Sunday, July 31, 2011


THE SILENT GIRL by Tess Gerritsen (Bantam, 2011)

Reviewed by Craig Sisterson

The ninth instalment in Gerritsen’s award-winning series starring Boston detective Jane Rizzoli and medical examiner Maura Isles (which is now being adapted for television screen in the drama Rizzoli and Isles) finds the popular pair investigating a bizarre murder in Chinatown; a case that incorporates Chinese folklore, a mysterious female wushu grandmaster, and the legend of the Monkey King.

A severed hand clutching a gun leads to an unidentified dead woman and then the scrawled address of a long-shut restaurant. Boston’s Chinatown is a mysterious place filled with a wary population, and long-held secrets. After Isles determines the murder weapon was an ancient Chinese sword, it becomes clear an ancient evil might be stirring amongst the bustling streets.
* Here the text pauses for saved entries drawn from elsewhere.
PR #13076, opened 2026-09-08
nix: add fixed-output package derivation

### LINKED ISSUE #13075: feat: Provide a Nix package derivation for OmniRoute
## Summary

Nix / NixOS users currently have no first-class way to install OmniRoute reproducibly — the options are `npm install -g` inside a stateful environment or ad-hoc wrappers, neither of which fit the Nix model.

## Technical obstacle

The obvious path (`buildNpmPackage`) doesn't work out of the box. The `package-lock.json` shipped in the published npm tarball references workspace packages — `@omniroute/browser-pool`, `open-sse`, and `packages/browser-pool` — that `npm ci --offline` cannot resolve inside the Nix build sandbox (no network, no workspace tree).

## Proposed approach

A fixed-output derivation (FOD) that shells out to `npm install -g omniroute@<version>` with network access enabled, pinning reproducibility via `outputHash`. This sidesteps the workspace-resolution problem entirely while still giving Nix users a reproducible, hash-pinned install. Version bumps require re-computing the hash, which is a small tradeoff.

I've prototyped this locally against v3.8.50 and it works. Happy to open a PR adding `nix/omniroute.nix` and a minimal `flake.nix` if that's useful — will follow up shortly. No pressure to accept; feel free to relocate or restructure freely.

Thanks for OmniRoute!

Ansh-Sonkusare:
## Summary
- Adds a `flake.nix` and `nix/omniroute.nix` so Nix users can install OmniRoute reproducibly.
- Uses a fixed-output derivation (FOD) because `package-lock.json` references workspace packages (`@omniroute/browser-pool`, `open-sse`, `packages/browser-pool`) that `npm ci --offline` can't resolve inside the Nix sandbox. The FOD runs `npm install -g omniroute@<version>` with network access and pins reproducibility via `outputHash`.
- Adds a short "Nix / NixOS" section to the README.

Closes #13075.

## Test plan
- [ ] `nix build .#default` on `x86_64-linux`
- [ ] `nix run .#default -- --help` prints usage
- [ ] Verify the outputHash matches (rebuild after `rm -rf ~/.cache/nix` — should be a substitute hit or match on fresh build)

## Notes
This is an offer, not urgent — happy to move files around (`packaging/nix/`, subdir naming, README placement) or drop the flake and keep just the callPackage file if you prefer. Version bumps require regenerating `outputHash`.

### DIFF
--- a/README.md
+++ b/README.md
@@ -1087,13 +1087,23 @@ yay -S omniroute-bin && systemctl --user enable --now omniroute.service
 **🔧 Nix (Flake)**
 
 ```bash
-# Using Nix flakes
+# Install the package (requires flakes enabled)
+nix profile install github:diegosouzapw/OmniRoute
+# Or run ad-hoc without installing:
+nix run github:diegosouzapw/OmniRoute -- --help
+
+# Dev shell for hacking on the source:
 nix develop
 npm run dev
 
 # Or using devbox
 devbox run npm run dev
 ```
+
+The package derivation is a fixed-output derivation (FOD) because OmniRoute's
+`package-lock.json` references workspace packages that `npm ci --offline`
+cannot resolve inside the Nix sandbox. Version bumps require updating the
+`outputHash` in `nix/omniroute.nix`.
 
 📖 [Docker Guide](docs/guides/DOCKER_GUIDE.md) — Compose profiles, Caddy HTTPS, Cloudflare tunnels.
 
--- a/flake.nix
+++ b/flake.nix
@@ -1,5 +1,5 @@
 {
-  description = "OmniRoute - Unified AI router with 160+ providers";
+  description = "OmniRoute — free MIT AI gateway: one endpoint, 350+ providers, 1200+ models with auto-fallback";
 
   inputs = {
     nixpkgs.url = "github:NixOS/nixpkgs/nixos-25.11";
@@ -13,6 +13,9 @@
         nodejs = pkgs.nodejs_22;
       in
       {
+        packages.default = pkgs.callPackage ./nix/omniroute.nix { inherit nodejs; };
+        packages.omniroute = self.packages.${system}.default;
+
         devShells.default = pkgs.mkShell {
           buildInputs = [
             nodejs
@@ -21,7 +24,7 @@
           shellHook = ''
             echo "Welcome to OmniRoute dev environment"
             export PATH="$PWD/node_modules/.bin:$PATH"
-            
+
             # Install dependencies if node_modules doesn't exist
             if [ ! -d "node_modules" ]; then
               echo "Installing dependencies..."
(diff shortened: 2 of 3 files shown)


diegosouzapw:
Thanks — this is a clean, idiomatic fixed-output derivation for the workspace-lockfile
problem, and `--ignore-scripts` is a nice touch security-wise. Two things before merge: the
pinned version in `nix/omniroute.nix` is `3.8.50`, which is now behind `release/v3.8.51` — will
need a version bump + a recomputed `outputHash`. And since this sandbox doesn't have a Nix
toolchain, I wasn't able to actually run `nix build .#default` to confirm the hash — could you
(or whoever merges) do one real build/run before landing this, per your own test plan?

Ansh-Sonkusare:
Thanks for the review. I ran the real build on x86_64-linux (Nix 2.34) and it turned up more than the version bump, so I pushed a fix (8688677).

**What the real build found**
- The pinned `outputHash` was wrong (Nix reported a different hash).
- The FOD ran `fixupPhase`/`wrapProgram`, which rewrote shebangs to `/nix/store` bash paths. That ties the hash to the nixpkgs bash version and puts store references into a fixed-output derivation.
- The published tarball has no lockfile, so transitive deps float to whatever is newest at build time and would drift the hash.
- The tree contains platform-specific binaries (`sharp`, `@next/swc`, `esbuild`), so a single hash can't be valid for both linux and darwin.

**What changed**
- Split into a network FOD (`npm install -g`, fixup disabled, `--before=<publishedAt>` to pin resolution) and a plain derivation that wraps the bins with the matching Node without copying the multi-GB tree.
- Hashes are now per system. Only `x86_64-linux` is listed. Other systems are refused by nixpkgs' platform check until someone builds on them and adds a hash.
- README updated to match.

**Verified on x86_64-linux**
- `nix build .#default` succeeds; `omniroute --version` and `--help` work.
- The server starts from the read-only store, and login plus password and settings changes work and persist across a restart (state goes to `DATA_DIR`).
- `nix build --rebuild` on the FOD reproduces the same hash on a fresh fetch.

**Version:** I left it at 3.8.50. `omniroute@3.8.51` isn't published to npm yet (latest is 3.8.50, and 3.8.51 returns a 404), and this derivation installs from npm, so it can't be bumped until that release is published. After that it's a `version` + `publishedAt` + hash update; the steps are in the file header.

Not verified: aarch64-linux and darwin, since I only have an x86_64-linux machine.

Ansh-Sonkusare:
Ran the real build: `nix build .#default` builds and runs on x86_64-linux (server starts, login and password change work, data persists in `DATA_DIR` across restarts).

On the bump: `omniroute@3.8.51` isn't on npm yet (latest is 3.8.50, and 3.8.51 returns 404) and there's no `v3.8.51` tag, so the package stays on 3.8.50 for now.

I also moved the package off the fixed-output `npm install -g` to `buildNpmPackage` + `importNpmLock` with a generated lockfile. A global install ignores the manifest's `overrides` (the old build shipped `adm-zip` 0.5.18 against the `^0.6.0` pin). This one applies them, and there's no output hash anymore.

Could the Nix bump go into each npm release? After publishing:

```
node scripts/release/update-nix-package.mjs <version>
```

It needs npm only, no Nix. It regenerates `nix/package.json`, `nix/package-lock.json` and the tarball hash, and fails early if the lockfile wouldn't install offline.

Rizzoli finds herself unsure whether she should trust or suspect aging martial arts master Iris Fang.

I really enjoyed this book. For me it was a lot more engaging than the previous couple of Gerritsen novels I'd read, which were good but never really grabbed me in a 'I must devour more of her books' way that a few other authors have. Perhaps part of that was because it is the first of Gerritsen's 23 novels to address her own Asian-American heritage in any way; it's all the better for that. The book feels deeper, more textured and personal. There's an intriguing, layered setting with some bewitching new characters added to the familiar mix. I enjoyed the insights into the lives of Asian immigrants and minorities, which added extra interest to the usual page-turning mystery plots and compelling heroine duo that we've come to expect from Gerritsen.

A great read from a very good author, who's now shot up my reading rankings.